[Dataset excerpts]

PR #370, opened 2020-11-20
Fix file access issue

CasperSchippers:
PR to solve the issue raised in #235.


CasperSchippers:
I proposed a test and a fix for this issue. Could (one of) you have a look at these, @bilderbuchi  @cjermain?

Interestingly, with this test, it seemed to show that the issue arises only on windows. I am not sure if that is actually the case or if the test isn't adequate on Linux and mac.

msmttchr:
@CasperSchippers , I have tried your fix with Windows and it works fine for me. I believe that the issue is not visible in Linux since this OS use a different file locking mechanism compared to Windows (https://en.wikipedia.org/wiki/File_locking).

CasperSchippers:
It seems you're right about the locking mechanism.

msmttchr:
> It seems you're right about the locking mechanism.

Are you going to merge your PR ?

bilderbuchi:
@msmttchr Casper requested a review/another set of eyes to check this PR before merging.. :-)
In any case, looks good to me. Thanks for adding a test for the issue, too!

▸ **Work instructions**:
What is asked for is an exact copy of the lines above from the one containing "Fix file access issue" through the one containing "I proposed a", and only those.

▸ **Answer below**:
Fix file access issue

CasperSchippers:
PR to solve the issue raised in #235.


CasperSchippers:
I proposed a test and a fix for this issue. Could (one of) you have a look at these, @bilderbuchi  @cjermain?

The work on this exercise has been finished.